# Writing with Emotional Focus



## ShadowEyes (Dec 2, 2014)

I started reading Thomas H. Uzzell’s 1934 revised textbook Narrative Technique mainly because the Amazon review for it promised writing facets “not even mentioned anywhere else.” So today I’d like to mention what I found so far.

Mr. Uzzell describes writing as akin to any other art, except for the fact that its interest, the activities of humans and human psychology, were only first considered (unlike many other arts) in the 20[SUP]th[/SUP] century:

“Psychology, the science which helps us understand the writer and his materials, is less than a half century old, and it only just beginning to assume a formulated and usable shape. (xvii) … The materials of these other arts – space, forms, colors and sounds – differ among themselves far less than do the materials of narrative – instincts, impulses, dreams, passions, pathological inhibitions, and the innumerable individual traits acquired by every mature individual.” (xviii)

All this to say that, while the application of the materials, the technique of writing, is amorphous, its procedure requires just as much effort and practice as any other science or art. I’ve wondered if plotting and pantsing were a false dichotomy, such that they each require components of the other:  focus and excitement respectively. However, Mr.

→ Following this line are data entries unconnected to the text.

PR #1897, opened 2021-07-26
Multi-thread physics contacts

metalgearsloth:
I'd also recommend any reviewer suss out ICollisionManager but it should be thread-safe (assuming GetCvar is).

I also removed the start + end collision lists as I can just use the contact array now instead as the update returns a byte instead of updating the list directly.

I haven't done proper benchmarking but it was roughly a 2x speedup on the pyramid testbed (it drops my framerate from 300 to only 150 now and I profiled with DotTrace). With the transform caching PR + if we could SIMD the Transform.Mul / Transform.MulT methods Collide() would be BTFO.

Fixes https://github.com/space-wizards/RobustToolbox/pull/1897

### DIFF
--- a/Robust.Shared/CVars.cs
+++ b/Robust.Shared/CVars.cs
@@ -353,7 +353,7 @@ namespace Robust.Shared
 
         // - Contacts
         public static readonly CVarDef<int> ContactMultithreadThreshold =
-            CVarDef.Create("physics.contact_multithread_threshold", 16);
+            CVarDef.Create("physics.contact_multithread_threshold", 32);
 
         public static readonly CVarDef<int> ContactMinimumThreads =
             CVarDef.Create("physics.contact_minimum_threads", 2);
--- a/Robust.Shared/CVars.cs
+++ b/Robust.Shared/CVars.cs
@@ -351,6 +351,13 @@ namespace Robust.Shared
          * PHYSICS
          */
 
+        // - Contacts
+        public static readonly CVarDef<int> ContactMultithreadThreshold =
+            CVarDef.Create("physics.contact_multithread_threshold", 16);
+
+        public static readonly CVarDef<int> ContactMinimumThreads =
+            CVarDef.Create("physics.contact_minimum_threads", 2);
+
         // - Sleep
         public static readonly CVarDef<float> AngularSleepTolerance =
             CVarDef.Create("physics.angsleeptol", 2.0f / 180.0f * MathF.PI);
--- a/Robust.Shared/GameObjects/Systems/SharedPhysicsSystem.cs
+++ b/Robust.Shared/GameObjects/Systems/SharedPhysicsSystem.cs
@@ -366,10 +366,10 @@ namespace Robust.Shared.GameObjects
             _physicsManager.ClearTransforms();
         }
 
-        internal static (int Batches, int BatchSize) GetBatch(int count, int minimumThreads)
+        internal static (int Batches, int BatchSize) GetBatch(int count, int minimumBatchSize)
         {
             // Deduct 1 for networking thread I guess?
-            var batches = Math.Min((int) MathF.Floor((float) count / minimumThreads), Math.Max(1, Environment.ProcessorCount - 1));
+            var batches = Math.Min((int) MathF.Floor((float) count / minimumBatchSize), Math.Max(1, Environment.ProcessorCount - 1));
             var batchSize = (int) MathF.Ceiling((float) count / batches);
 
             return (batches, batchSize);
--- a/Robust.Shared/GameObjects/Systems/SharedPhysicsSystem.cs
+++ b/Robust.Shared/GameObjects/Systems/SharedPhysicsSystem.cs
@@ -210,6 +210,7 @@ namespace Robust.Shared.GameObjects
             var map = _maps[eventArgs.Map];
             map.ContactManager.KinematicControllerCollision -= KinematicControllerCollision;
 
+            map.Shutdown();
             _maps.Remove(eventArgs.Map);
             Logger.DebugS("physics", $"Destroyed physics map for {eventArgs.Map}");
         }
@@ -355,6 +356,15 @@ namespace Robust.Shared.GameObjects
                 if (mapId == MapId.Nullspace) continue;
                 map.ProcessQueue();
             }
+        }
+
+        internal static (int Batches, int BatchSize) GetBatch(int count, int minimumThreads)
+        {
+            // Deduct 1 for networking thread I guess?
+            var batches = Math.Min((int) MathF.Floor((float) count / minimumThreads), Math.Max(1, Environment.ProcessorCount - 1));
+            var batchSize = (int) MathF.Ceiling((float) count / batches);
+
+            return (batches, batchSize);
         }
     }
 }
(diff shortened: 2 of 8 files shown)


Robust.Shared/GameObjects/Systems/SharedPhysicsSystem.cs
```diff
@@ -359,5 +360,14 @@ protected void SimulateWorld(float deltaTime, bool prediction)
 
             _physicsManager.ClearTransforms();
         }
+
+        internal static (int Batches, int BatchSize) GetBatch(int count, int minimumThreads)
+        {
+            // Deduct 1 for networking thread I guess?
```
PJB3005: Network thread should be idle most of the time, not sure this is necessary.

If we wanted to we could make a centralized system for handling parallelization like this to consider thread counts properly, I guess.

Robust.Shared/Physics/Dynamics/ContactManager.cs
```diff
@@ -60,10 +60,10 @@ internal sealed class ContactManager
         /// </summary>
         internal event Action<Fixture, Fixture, float, Vector2>? KinematicControllerCollision;
 
+        private int _contactMultithreadThreshold = 16;
+        private int _contactMinimumThreads = 2;
```
PJB3005: These probably shouldn't be initialized to a default value if they're always gonna get replaced with the config default anyways?

Robust.Shared/CVars.cs
```diff
@@ -351,6 +351,13 @@ protected CVars()
          * PHYSICS
          */
 
+        // - Contacts
+        public static readonly CVarDef<int> ContactMultithreadThreshold =
+            CVarDef.Create("physics.contact_multithread_threshold", 32);
+
+        public static readonly CVarDef<int> ContactMinimumThreads =
+            CVarDef.Create("physics.contact_minimum_threads", 2);
```
PaulRitter, line 359: minimum threads seems to be a bit misleading of a name, give how it will use this amount of threads everytime, not scaling up.
if you want this to be a proper minimum, you'd need a max thread count, as well as an ideal contactperthread count it would shoot for afaict

Robust.Shared/Physics/Dynamics/ContactManager.cs
```diff
@@ -348,43 +375,103 @@ internal void Collide()
...
 
-            _startCollisions.Clear();
-            _endCollisions.Clear();
+            ArrayPool<Contact>.Shared.Return(contacts);
+            ArrayPool<ContactStatus>.Shared.Return(status);
+        }
+
+        private void BuildManifolds(Contact[] contacts, int count, ContactStatus[] status)
+        {
+            if (count > _contactMultithreadThreshold * _contactMinimumThreads)
```
PaulRitter, line 451: why `_contactMultithreadThreshold * _contactMinimumThreads`?
if i understand the meaning of `_contactMultithreadThreshold` correctly, it would be the count threshold of contacts on where multithreading would kick in. shouldn't it be `count > _contactMultithreadThreshold` then?

Robust.Shared/Physics/PhysicsManager.cs
```diff
@@ -26,18 +30,24 @@ public void ClearTransforms()
...
+            if (_transforms.ContainsKey(body)) return false;
 
-            transform = body.GetTransform();
-            _transforms[body] = transform;
+            _transforms[body] = body.GetTransform();
+            return true;
+        }
 
-            return transform;
+        public Transform GetOrCreateTransform(PhysicsComponent body)
```
PaulRitter: nitpick: wouldn't `EnsureTransform` be better?

PaulRitter (approved):
lgtm, just had a few nitpicks/questions

Robust.Shared/Physics/Dynamics/ContactManager.cs
metalgearsloth: fuk I saw it and forgot to update

Robust.Shared/GameObjects/Systems/SharedPhysicsSystem.cs
```diff
@@ -364,5 +365,14 @@ protected void SimulateWorld(float deltaTime, bool prediction)
 
             _physicsManager.ClearTransforms();
         }
+
+        internal static (int Batches, int BatchSize) GetBatch(int count, int minimumBatchSize)
+        {
+            // Deduct 1 for networking thread I guess?
+            var batches = Math.Min((int) MathF.Floor((float) count / minimumBatchSize), Math.Max(1, Environment.ProcessorCount - 1));
```
PaulRitter: just realized: does environment.processorcount return the processor or threadcount, bc threads != processorcount in the case of intel hyperthreading for example

Robust.Shared/CVars.cs
metalgearsloth: Yeah I was just dumb in the initial code, it should be the actual minimum now and add another thread every time we hit another contacts per thread x thread count breakpoint (and once it's past all available threads it just splits it).

Robust.Shared/GameObjects/Systems/SharedPhysicsSystem.cs
PaulRitter: a quick google search reveals this returns logical processors, so you should be fine(?)

Robust.Shared/Physics/Dynamics/ContactManager.cs
metalgearsloth: The idea was someone who only has 2 threads can have it start at 64 contacts and someone who has 12 threads won't just be throwing 5 contacts at each thread which would be a waste of overhead (probably) so they'll also only use 2 threads.

Robust.Shared/GameObjects/Systems/SharedPhysicsSystem.cs
metalgearsloth: How the heckin do I get thread-count then

PJB3005: A logical processor *is* a thread under hyperthreading. Key here is *logical*.

Robust.Shared/Physics/Dynamics/ContactManager.cs
PaulRitter: but this results in it not jumping to multithreading if you have say, 4 threads selected, while having <128 contacts. imo it should then just try to figure out how many threads to use for the amount of contacts, as this will ensure that multihreading will kick in *very* late when designating alot of threads, leading to confusing behaviour

Robust.Shared/GameObjects/Systems/SharedPhysicsSystem.cs
```diff
@@ -364,5 +365,13 @@ protected void SimulateWorld(float deltaTime, bool prediction)
 
             _physicsManager.ClearTransforms();
         }
+
+        internal static (int Batches, int BatchSize) GetBatch(int count, int minimumBatchSize)
+        {
+            var batches = Math.Min((int) MathF.Floor((float) count / minimumBatchSize), Math.Max(1, Environment.ProcessorCount));
```
PaulRitter, line 371: assuming you change my other criticism, you should take minimumthreads into account here, since there is no consideration of it in this logic

Robust.Shared/Physics/Dynamics/ContactManager.cs
PaulRitter: > someone who has 12 threads won't just be throwing 5 contacts at each thread which would be a waste of overhead (probably) so they'll also only use 2 threads.

wont the logic in getbatches literally curb that? we cant stop people from setting the *minimum* to 12, but oh well

PaulRitter: rethinking this again, while this is a somewhat weird way of ensuring the minimum, i suppose its fine

PR #1901, opened 2021-07-27
Adds SetButtonDisabledRecursive() method to Control

Visne:
Will break content without space-wizards/space-station-14#4322


gradientvera:
Why

PR #1907, opened 2021-07-29
RaiseLocalEvent non-generic overload that checks for GetType()

gradientvera:
Needed for stuff like do after, which stores any arbitrary event to be raised directed to an entity at a later time, without the use of generics.

### DIFF
--- a/Robust.Shared/GameObjects/EntityEventBus.Directed.cs
+++ b/Robust.Shared/GameObjects/EntityEventBus.Directed.cs
@@ -12,7 +12,7 @@ namespace Robust.Shared.GameObjects
         void RaiseLocalEvent<TEvent>(EntityUid uid, TEvent args, bool broadcast = true)
             where TEvent:EntityEventArgs;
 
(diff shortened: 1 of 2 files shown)


Robust.Shared/GameObjects/EntityEventBus.Directed.cs
```diff
@@ -12,6 +12,8 @@ public interface IDirectedEventBus
         void RaiseLocalEvent<TEvent>(EntityUid uid, TEvent args, bool broadcast = true)
             where TEvent:EntityEventArgs;
 
+        public void RaiseLocalEvent(EntityUid uid, EntityEventArgs args, bool broadcast = true);
```
PJB3005:
```suggestion
        void RaiseLocalEvent(EntityUid uid, EntityEventArgs args, bool broadcast = true);
```

Unnecessary access modifiers in interfaces annoy me.

PJB3005 (approved):

PR #1913, opened 2021-07-30
Physics timescale cvar

metalgearsloth:
This is mainly for funsies and will lead to a different simulation because the iteration count isn't adjusted for it (not sure if that's something content should handle manually?)


PJB3005:
Would it make more sense to have a global timescale value that affects *everything* in the simulation?

metalgearsloth:
Yeah you got a point

PR #1917, opened 2021-08-01
Clyde can now render multiple viewports with different maps.

gradientvera:
It defaulted to using the main (current) eye's map, instead of passing the actual eye being rendered around.

### DIFF
--- a/Robust.Server/GameStates/EntityViewCulling.cs
+++ b/Robust.Server/GameStates/EntityViewCulling.cs
@@ -281,7 +281,6 @@ namespace Robust.Server.GameStates
                     visMask = eyeComp.VisibilityMask;
 
                 //Always include the map entity of the eye
-                //TODO: Add Map entity here
                 visibleEnts.Add(_mapManager.GetMapEntityId(eyeComp.Owner.Transform.MapID));
 
                 //Always include viewable ent itself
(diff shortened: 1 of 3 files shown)


Robust.Server/GameStates/EntityViewCulling.cs
```diff
@@ -282,6 +282,7 @@ private HashSet<EntityUid> CalcCurrentViewSet(ICommonSession session)
 
                 //Always include the map entity of the eye
                 //TODO: Add Map entity here
```
RemieRichards: vera pls

gradientvera: my yeast is slow

Robust.Server/GameStates/EntityViewCulling.cs
```diff
@@ -281,7 +281,7 @@ private HashSet<EntityUid> CalcCurrentViewSet(ICommonSession session)
                     visMask = eyeComp.VisibilityMask;
 
                 //Always include the map entity of the eye
-                //TODO: Add Map entity here
+                visibleEnts.Add(_mapManager.GetMapEntityId(eyeComp.Owner.Transform.MapID));
```
Visne: Looks good to me assuming that this is fast enough

Visne (approved):

PR #1927, opened 2021-08-04
Make no rotation work when eye is rotated

Visne:
I'm not sure if there is a better way to do this.


ShadowCommander (approved):

PaulRitter (approved):

PaulRitter:
Would like @PJB3005 to look at this

PR #4582, opened 2023-11-19
Pool MsgState streams

metalgearsloth:
Drastically reduces heap allocations. Content PR is https://github.com/space-wizards/space-station-14/pull/21796 due to the memorystream change for reading.

Old:
image

New:
image

I'm not sure what an ideal memory solution looks like for serialization but a 3MB reduction per second on the physics tumbler is enormous and this is easy to add.


Robust.Shared/Network/Messages/MsgState.cs
```diff
@@ -33,34 +32,31 @@ public override void ReadFromBuffer(NetIncomingMessage buffer, IRobustSerializer
...
             var uncompressedLength = buffer.ReadVariableInt32();
             var compressedLength = buffer.ReadVariableInt32();
-            MemoryStream finalStream;
+            using var finalStream = RobustMemoryManager.GetMemoryStream();
 
             // State is compressed.
             if (compressedLength > 0)
             {
-                var stream = buffer.ReadAlignedMemory(compressedLength);
+                var stream = RobustMemoryManager.GetMemoryStream();
```
ElectroJr, line 40: using?

Robust.Shared/Network/Messages/MsgState.cs
```diff
@@ -33,34 +32,37 @@ public override void ReadFromBuffer(NetIncomingMessage buffer, IRobustSerializer
...
+                buffer.ReadAlignedMemory(finalStream, uncompressedLength);
             }
 
             serializer.DeserializeDirect(finalStream, out State);
-            finalStream.Dispose();
+
+            // This is just a sanity check the the pool isn't leaking.
+#if DEBUG
+            Array.Clear(finalStream.GetBuffer());
+#endif
```
ElectroJr: the sanity check isn't actually checking anything, is there meant to be an assert here or something? Same goes for the other `#if DEBUG` block

metalgearsloth: So when I tried pooling I would get weird stuttering which seemed like there were issues but I never got it with the recyclableIO so I wasn't sure if the memory was getting re-used or what.

PR #4598, opened 2023-11-23
Use spans for sprite draw-order

metalgearsloth:
Also ref var. This really only matters if you're REALLY zoomed out and realistically we probably need batching or something idk, either way this is still a significant amount of render time but at least I can open F3 now.

### DIFF
--- a/Robust.Client/Graphics/Clyde/Clyde.HLR.cs
+++ b/Robust.Client/Graphics/Clyde/Clyde.HLR.cs
@@ -259,7 +259,9 @@ namespace Robust.Client.Graphics.Clyde
             var worldOverlays = GetOverlaysForSpace(OverlaySpace.WorldSpaceEntities);
 
             var spriteSystem = _entityManager.System<SpriteSystem>();
-            GetSprites(mapId, viewport, eye, worldBounds, out var indexList);
+            ProcessSpriteEntities(mapId, viewport, eye, worldBounds, _drawingSpriteList);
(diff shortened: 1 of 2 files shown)


Robust.Client/Graphics/Clyde/Clyde.HLR.cs
```diff
@@ -259,7 +259,9 @@ private void DrawEntities(Viewport viewport, Box2Rotated worldBounds, Box2 world
             var worldOverlays = GetOverlaysForSpace(OverlaySpace.WorldSpaceEntities);
 
             var spriteSystem = _entityManager.System<SpriteSystem>();
-            GetSprites(mapId, viewport, eye, worldBounds, out var indexList);
+            ProcessSpriteEntities(mapId, viewport, eye, worldBounds, _drawingSpriteList);
+            Span<int> indexList = stackalloc int[_drawingSpriteList.Count];
```
ElectroJr, line 263: Is stackalloc actually safe to use here? or can it handle a ~100k int array if someone zooms very far out?

metalgearsloth: At least for me it was fineTM, maybe OD it's not? I'll just keep the ref var change as at 100k entities it might be bad.

Maybe it's better to just store arrays for each comparison type up front and just iterate them instead.

DrSmugleaf: You can also use a ternary where it uses stackalloc if the count is small enough, and an array otherwise.

PR #4612, opened 2023-11-27
Inline _world.IsAlive

metalgearsloth:
Profiles the same in microbenchmarks but we can cut a method out at least.


metalgearsloth:
1.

Uzzell suggests (far beyond my doubts) that plotting is essential, at least, to beginning writers to understand their craft.

He says, “The fiction writers who begin a story without knowing how it is going to end, who can’t tell whether a given ‘idea’ is good for a novel or a story, who, baffled by the problem of how best to open a given story, pore over the pages of classical authors seeking a model – such writers are playing by ear. Writers who have taught themselves to plan before they writer, to understand clearly the technical differences between stories and novels, the basic principles involved in all types of story beginnings – such writers play by note and immeasurable is their advantage over the ear-performers.” (xxx)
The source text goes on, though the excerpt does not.